About

“We are all in the gutter but some of us are looking at the stars”.

Oscar Wilde

It’s not easy for a boy born in the 1950's in Sardinia, a region which lived thanks to sheep-farming, agriculture and little else, very far from any centre where artistic movements could flourish, to think of and deeply desire to be an artist.

That’s what happened to Antonio Murgia, born at Sarroch, near Cagliari, in a humble family of workers compelled to emigrate to find a job.

One thing is clear to him, he wants to be faithful to the language that he really feels belonging to him, that is Pop Art. So, he starts again from the English philosophy of that movement, he thinks about and reworks people and situations that every day are on newspapers, magazines and TVs, the popular myths that fascinate and attract the masses.

People representing evil are made ridiculous and they are reframed with symbolic images coming from comics, popular myths ironically demythologized by improbable “Mickey Mouse, Goofy, Daisy Duck or Spiderman”, as well as the situations concerning mastery and power are sarcastically represented and shown to the popular disbelief: they are the “Murgia Ironical”, created starting from the first years of 2000s.

He decides to sign these planned works, politically incorrect, with his name, Antonio Murgia. The shy boy of long ago has become an ironic man, aware of his strength which arises from the knowledge of himself and from the ability to be self-mocking.
Thanks to his knowledge of himself, he can create and touch the sore points of everyday reality.

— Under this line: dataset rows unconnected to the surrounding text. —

PR #368, opened 2023-10-31
Build nightly Copr packages

ehelms:


theforeman.org/pipelines/release/foreman-x-develop-release.groovy
```diff
@@ -42,6 +42,25 @@ pipeline {
                                 setup_obal()
                             }
                         }
+                        stage('copr-release') {
+                            steps {
+                                dir('foreman-packaging') {
+                                    withCredentials([file(credentialsId: 'theforeman-bot-copr', variable: 'copr_config')]) {
+                                        obal(
```
evgeni, line 49: could/should this happen in parallel with the other (koji) release?

seems like a waste of time to wait on two external build systems in sequence.

ehelms: I think git-annex and building the SRPM might blow up since it's the same check out. I guess I could then make it fully parallel from copy-artifact through checkout and build.

evgeni: I always thought Jenkins magically create COW-copies of such folders when things run in parallel?
But fair,

evgeni (approved):

PR #369, opened 2023-11-01
Use upload_stage_rpms to rsync to stagingyum

ehelms:


theforeman.org/pipelines/lib/packaging.groovy
```diff
@@ -479,7 +479,9 @@ def rsync_yum(user, ssh_key, collection, target, version) {
 
         sh """
             export RSYNC_RSH="ssh -i ${ssh_key}"
-            /usr/bin/rsync --archive --verbose --partial --one-file-system --delete-after ${collection}/${version} ${target_path}
+            export VERSION=${version}
+            export PROJECT=${collection}
+            ./upload_stage_rpms
```
ekohl, line 484: Don't you need to clone `theforeman-rel-eng` for the script?

theforeman.org/pipelines/lib/packaging.groovy
```diff
@@ -479,7 +479,9 @@ def rsync_yum(user, ssh_key, collection, target, version) {
```
ekohl, line 479: the line above this (`def target_path`) is now redundant. Same for the hosts definition. In fact, it can drop the whole loop.

ekohl (changes requested):

ehelms:
This should be good to go now that the nightly changes were merged to theforeman-rel-eng. I tested this (https://ci.theforeman.org/job/candlepin-nightly-rpm-pipeline/) for Candlepin pipeline. My intent will be to follow this change up with adopting a few other places to use the scripts rather than stand-alone code and centralize the logic into one place.

ehelms:
@ekohl could you take another look?

theforeman.org/pipelines/lib/packaging.groovy
```diff
@@ -472,22 +472,17 @@ def rsync_debian(user, ssh_key, suite, component, deb_paths) {
...
-    for(host in hosts) {
-        def target_path = "${user}@${host}:rsync_cache/${target}/${version}/"
-
-        sh """
-            export RSYNC_RSH="ssh -i ${ssh_key}"
-            /usr/bin/rsync --checksum --times --perms --recursive --links --verbose --partial --one-file-system --delete-after ${collection}/${version}/ ${target_path}
-        """
+    if (!fileExists('upload_stage_rpms')) {
+        git url: "https://github.com/theforeman/theforeman-rel-eng", poll: false
     }
```
evgeni, line 480: I know, this is contrary to what Ewoud asked for, but the previous step is always `build_stage_repository` which comes from the same repo. So I'd argue it's either guaranteed that the repo is already checked out (one could also argue to have a prep step that does only that, for clarity), or whatever is on disk should absolutely not be synced.

theforeman.org/pipelines/lib/packaging.groovy
```diff
@@ -472,22 +472,17 @@ def rsync_debian(user, ssh_key, suite, component, deb_paths) {
...
+
+    sh """
+        export RSYNC_RSH="ssh -i ${ssh_key}"
```
ekohl, line 483: How is `ssh_key` defined?

ekohl (commented):
It took me a while to wrap my head around this, so I tried to see what I would do when I wrote this. I came up with https://github.com/theforeman/jenkins-jobs/pull/437. I think using `environment` instead of shell exports is a slightly cleaner way.

I was also tempted to write a function that creates the entire Jenkins stage with just 2 parameters.

In the short term I don't mind merging this if we can answer the `ssh_key` issue I noted inline. I'd also argue that eventually using the secrets mechanism in Jenkins (grep for `sshagent`) should be a better way because then we don't rely on Puppet providing the SSH key at some known location on some nodes. Not a blocker per se, but what I kept in mind writing the version I did.

theforeman.org/pipelines/lib/packaging.groovy
evgeni: line 476

ekohl: Bleh, reading diffs is hard.

evgeni: Yes. Blame Richmond.

PR #371, opened 2023-11-02
rsync foreman and katello to the correct production locations from st…

ehelms:
…agingyum

The Foreman and Katello repositories, when rsync from stagingyum need to have their destinations specified since it is not a 1-1 mapping between the two structures.

https://github.com/theforeman/foreman-infra/issues/1937 aims to address this longer term

### DIFF
--- a/theforeman.org/pipelines/lib/release.groovy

Comic-books characters borrowed and used in his works are placed in the context of a situation proposed by media and their function is to allow another level of interpretation.

He puts his thought into painting, using the irony of jokes and satire against a context spread around by media, which want people to believe that it is a real one.

Through his Pop Art he denounces and tells everyone that people and their minds can be manipulated, even unintentionally.
With the same line of thought and research, towards the half of the years 2000's, that’s the birth of the “Pretaporter” cycle: it contains all the world of appearance, of “being” outside and “not being” inside.

And again, the comic-book characters come to his aid; usually sexless, free from the desire to appear, they become fashion myths, they acquire an erotic charge, having the same look of models with stunning bodies. That’s our world, what we want to show.

It’s his way of looking around that makes him fully understand two of the key concepts describing our world: chaos and order. These two ideas may apparently seem conflicting, actually they are two coexisting aspects. They live one next to the other in the human soul too.